─── Source material ───

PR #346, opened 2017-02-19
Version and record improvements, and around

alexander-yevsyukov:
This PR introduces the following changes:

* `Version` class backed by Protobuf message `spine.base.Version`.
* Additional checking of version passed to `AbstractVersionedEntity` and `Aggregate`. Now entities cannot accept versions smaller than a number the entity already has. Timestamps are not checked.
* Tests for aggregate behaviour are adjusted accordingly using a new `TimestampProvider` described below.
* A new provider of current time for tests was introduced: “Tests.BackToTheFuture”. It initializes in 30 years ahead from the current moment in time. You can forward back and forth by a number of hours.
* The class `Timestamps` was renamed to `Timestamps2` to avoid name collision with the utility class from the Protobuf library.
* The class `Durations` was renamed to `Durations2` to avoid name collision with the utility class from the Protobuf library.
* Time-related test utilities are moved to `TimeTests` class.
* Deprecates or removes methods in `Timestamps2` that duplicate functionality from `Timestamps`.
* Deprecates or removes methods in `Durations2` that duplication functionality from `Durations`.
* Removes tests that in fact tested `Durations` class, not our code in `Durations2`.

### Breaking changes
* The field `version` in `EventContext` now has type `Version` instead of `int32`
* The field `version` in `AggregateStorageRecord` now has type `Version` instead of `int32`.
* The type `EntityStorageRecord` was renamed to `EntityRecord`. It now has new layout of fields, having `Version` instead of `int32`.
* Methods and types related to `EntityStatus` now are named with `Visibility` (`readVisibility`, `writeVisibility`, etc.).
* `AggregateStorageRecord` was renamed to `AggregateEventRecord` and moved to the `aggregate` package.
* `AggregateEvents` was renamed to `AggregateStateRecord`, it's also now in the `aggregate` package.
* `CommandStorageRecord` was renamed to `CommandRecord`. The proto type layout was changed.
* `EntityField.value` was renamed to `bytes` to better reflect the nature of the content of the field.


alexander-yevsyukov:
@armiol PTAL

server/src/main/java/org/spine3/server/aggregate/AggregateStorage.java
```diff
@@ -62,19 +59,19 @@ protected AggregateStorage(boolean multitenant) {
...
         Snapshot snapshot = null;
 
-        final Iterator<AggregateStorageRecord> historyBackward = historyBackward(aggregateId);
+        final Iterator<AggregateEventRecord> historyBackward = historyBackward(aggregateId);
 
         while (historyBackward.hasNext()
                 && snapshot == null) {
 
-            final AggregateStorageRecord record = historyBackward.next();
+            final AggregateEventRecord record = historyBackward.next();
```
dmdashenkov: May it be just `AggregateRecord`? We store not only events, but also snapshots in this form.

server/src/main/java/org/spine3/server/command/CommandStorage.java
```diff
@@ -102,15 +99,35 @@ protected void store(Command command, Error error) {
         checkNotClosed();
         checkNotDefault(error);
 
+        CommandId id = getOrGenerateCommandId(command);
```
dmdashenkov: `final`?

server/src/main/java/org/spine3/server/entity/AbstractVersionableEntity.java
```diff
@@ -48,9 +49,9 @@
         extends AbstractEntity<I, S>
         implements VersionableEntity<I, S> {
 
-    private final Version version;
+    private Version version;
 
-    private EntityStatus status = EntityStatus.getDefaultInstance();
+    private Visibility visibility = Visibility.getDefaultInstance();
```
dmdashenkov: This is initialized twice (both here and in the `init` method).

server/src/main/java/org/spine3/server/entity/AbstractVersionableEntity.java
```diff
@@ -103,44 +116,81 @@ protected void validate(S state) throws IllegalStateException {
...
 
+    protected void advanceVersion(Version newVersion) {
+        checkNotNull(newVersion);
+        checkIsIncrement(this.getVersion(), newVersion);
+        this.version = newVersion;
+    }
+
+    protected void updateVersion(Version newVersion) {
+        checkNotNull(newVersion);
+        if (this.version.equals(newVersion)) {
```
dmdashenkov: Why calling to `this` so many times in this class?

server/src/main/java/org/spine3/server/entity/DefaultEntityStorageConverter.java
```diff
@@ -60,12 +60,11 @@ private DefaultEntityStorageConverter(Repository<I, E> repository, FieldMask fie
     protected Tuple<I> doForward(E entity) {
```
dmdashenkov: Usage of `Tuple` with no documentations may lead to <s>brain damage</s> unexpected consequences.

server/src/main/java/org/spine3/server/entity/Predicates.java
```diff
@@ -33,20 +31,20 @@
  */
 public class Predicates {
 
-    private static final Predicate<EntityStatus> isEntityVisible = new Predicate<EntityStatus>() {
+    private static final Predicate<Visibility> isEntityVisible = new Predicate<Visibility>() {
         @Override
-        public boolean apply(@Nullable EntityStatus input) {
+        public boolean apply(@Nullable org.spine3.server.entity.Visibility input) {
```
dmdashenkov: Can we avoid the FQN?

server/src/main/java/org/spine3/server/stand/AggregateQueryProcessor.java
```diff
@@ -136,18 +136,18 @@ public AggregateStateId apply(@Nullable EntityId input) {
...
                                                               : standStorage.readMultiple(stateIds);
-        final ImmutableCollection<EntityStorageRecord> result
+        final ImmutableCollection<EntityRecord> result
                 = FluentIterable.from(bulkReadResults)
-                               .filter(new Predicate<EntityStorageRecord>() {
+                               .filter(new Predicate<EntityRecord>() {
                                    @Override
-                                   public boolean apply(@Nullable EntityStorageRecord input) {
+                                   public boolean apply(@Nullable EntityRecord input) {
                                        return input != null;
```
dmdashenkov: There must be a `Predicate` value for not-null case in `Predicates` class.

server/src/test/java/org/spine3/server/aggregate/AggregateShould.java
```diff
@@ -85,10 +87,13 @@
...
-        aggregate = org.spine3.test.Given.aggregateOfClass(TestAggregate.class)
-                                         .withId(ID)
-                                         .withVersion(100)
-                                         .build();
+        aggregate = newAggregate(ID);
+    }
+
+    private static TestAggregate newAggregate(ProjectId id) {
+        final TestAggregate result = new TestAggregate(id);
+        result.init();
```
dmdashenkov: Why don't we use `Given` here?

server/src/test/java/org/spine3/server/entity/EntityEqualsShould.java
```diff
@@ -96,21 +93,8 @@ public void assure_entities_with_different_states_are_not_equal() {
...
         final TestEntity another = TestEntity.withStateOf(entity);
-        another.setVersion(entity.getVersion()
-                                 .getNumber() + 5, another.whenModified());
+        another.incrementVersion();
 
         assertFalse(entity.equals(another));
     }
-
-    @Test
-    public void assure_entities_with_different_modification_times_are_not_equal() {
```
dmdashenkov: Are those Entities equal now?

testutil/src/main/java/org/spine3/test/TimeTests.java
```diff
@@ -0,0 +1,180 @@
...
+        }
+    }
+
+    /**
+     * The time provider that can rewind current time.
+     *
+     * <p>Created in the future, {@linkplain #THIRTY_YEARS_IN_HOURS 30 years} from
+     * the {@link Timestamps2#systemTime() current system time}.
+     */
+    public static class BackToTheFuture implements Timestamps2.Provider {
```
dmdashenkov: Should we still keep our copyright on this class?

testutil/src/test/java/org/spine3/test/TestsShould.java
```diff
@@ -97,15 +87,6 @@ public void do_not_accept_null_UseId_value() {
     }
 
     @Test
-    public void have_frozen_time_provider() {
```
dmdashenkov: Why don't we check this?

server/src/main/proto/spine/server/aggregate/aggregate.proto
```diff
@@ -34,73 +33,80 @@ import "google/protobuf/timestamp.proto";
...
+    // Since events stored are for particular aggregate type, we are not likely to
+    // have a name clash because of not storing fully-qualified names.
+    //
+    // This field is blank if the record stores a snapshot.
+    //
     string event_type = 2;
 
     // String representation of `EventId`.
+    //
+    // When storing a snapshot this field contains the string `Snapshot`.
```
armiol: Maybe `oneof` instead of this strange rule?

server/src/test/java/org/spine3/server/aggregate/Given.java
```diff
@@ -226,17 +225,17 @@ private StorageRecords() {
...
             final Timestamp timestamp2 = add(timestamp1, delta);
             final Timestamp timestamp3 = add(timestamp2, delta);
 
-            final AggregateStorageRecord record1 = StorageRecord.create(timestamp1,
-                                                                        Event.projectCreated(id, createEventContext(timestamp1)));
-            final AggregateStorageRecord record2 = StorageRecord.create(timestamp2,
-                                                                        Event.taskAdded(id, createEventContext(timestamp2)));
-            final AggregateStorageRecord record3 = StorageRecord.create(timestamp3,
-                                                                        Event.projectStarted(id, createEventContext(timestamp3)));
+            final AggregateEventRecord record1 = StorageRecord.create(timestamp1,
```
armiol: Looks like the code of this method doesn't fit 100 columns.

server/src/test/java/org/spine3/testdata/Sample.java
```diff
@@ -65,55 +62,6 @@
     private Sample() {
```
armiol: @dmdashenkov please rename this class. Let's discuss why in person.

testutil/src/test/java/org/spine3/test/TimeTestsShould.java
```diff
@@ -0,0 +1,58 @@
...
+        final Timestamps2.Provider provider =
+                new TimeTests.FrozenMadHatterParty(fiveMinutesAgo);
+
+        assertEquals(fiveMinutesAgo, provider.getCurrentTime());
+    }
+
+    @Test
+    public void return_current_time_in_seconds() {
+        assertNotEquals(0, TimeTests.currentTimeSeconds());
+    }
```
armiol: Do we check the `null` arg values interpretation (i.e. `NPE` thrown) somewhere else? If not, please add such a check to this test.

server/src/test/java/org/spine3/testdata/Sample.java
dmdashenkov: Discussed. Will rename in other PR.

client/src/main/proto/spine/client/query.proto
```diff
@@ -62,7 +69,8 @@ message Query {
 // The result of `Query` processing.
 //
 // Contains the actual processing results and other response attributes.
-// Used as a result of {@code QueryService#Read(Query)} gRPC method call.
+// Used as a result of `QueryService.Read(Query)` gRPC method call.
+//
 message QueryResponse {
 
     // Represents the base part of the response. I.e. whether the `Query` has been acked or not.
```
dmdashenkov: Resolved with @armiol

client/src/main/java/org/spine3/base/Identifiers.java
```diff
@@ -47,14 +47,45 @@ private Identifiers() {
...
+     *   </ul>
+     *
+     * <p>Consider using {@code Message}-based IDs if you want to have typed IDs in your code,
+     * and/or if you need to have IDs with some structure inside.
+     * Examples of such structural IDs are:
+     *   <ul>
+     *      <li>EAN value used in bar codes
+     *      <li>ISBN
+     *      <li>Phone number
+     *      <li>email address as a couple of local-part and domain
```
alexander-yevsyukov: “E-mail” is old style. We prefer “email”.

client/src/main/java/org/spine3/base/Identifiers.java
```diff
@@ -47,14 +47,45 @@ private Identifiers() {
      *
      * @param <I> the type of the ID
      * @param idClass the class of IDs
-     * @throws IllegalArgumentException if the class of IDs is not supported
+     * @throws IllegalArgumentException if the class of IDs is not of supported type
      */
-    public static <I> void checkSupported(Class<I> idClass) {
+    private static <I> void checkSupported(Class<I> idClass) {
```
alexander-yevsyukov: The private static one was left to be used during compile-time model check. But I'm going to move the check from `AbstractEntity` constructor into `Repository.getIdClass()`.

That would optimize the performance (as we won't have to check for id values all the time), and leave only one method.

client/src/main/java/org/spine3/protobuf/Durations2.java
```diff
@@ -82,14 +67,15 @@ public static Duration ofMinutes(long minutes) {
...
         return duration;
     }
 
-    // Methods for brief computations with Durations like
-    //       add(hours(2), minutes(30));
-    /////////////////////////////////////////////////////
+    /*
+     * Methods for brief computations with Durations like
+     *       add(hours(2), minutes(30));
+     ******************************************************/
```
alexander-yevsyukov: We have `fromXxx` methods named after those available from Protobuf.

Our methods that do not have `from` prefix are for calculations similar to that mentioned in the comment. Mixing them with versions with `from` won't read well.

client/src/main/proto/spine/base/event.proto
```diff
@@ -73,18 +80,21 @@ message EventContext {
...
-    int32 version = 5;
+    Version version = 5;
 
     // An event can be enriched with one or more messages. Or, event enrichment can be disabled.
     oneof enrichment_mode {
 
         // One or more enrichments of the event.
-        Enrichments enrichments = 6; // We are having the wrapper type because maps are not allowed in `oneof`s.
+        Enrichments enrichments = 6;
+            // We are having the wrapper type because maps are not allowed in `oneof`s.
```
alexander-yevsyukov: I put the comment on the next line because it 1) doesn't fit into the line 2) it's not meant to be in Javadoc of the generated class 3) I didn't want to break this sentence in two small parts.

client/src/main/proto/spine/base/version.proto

───

**What to do**
In the entries above, which lines hold the string "EntityStatus"? Report all of them.

**Exercise response**
* Methods and types related to `EntityStatus` now are named with `Visibility` (`readVisibility`, `writeVisibility`, etc.).
-    private EntityStatus status = EntityStatus.getDefaultInstance();
-    private static final Predicate<EntityStatus> isEntityVisible = new Predicate<EntityStatus>() {
-        public boolean apply(@Nullable EntityStatus input) {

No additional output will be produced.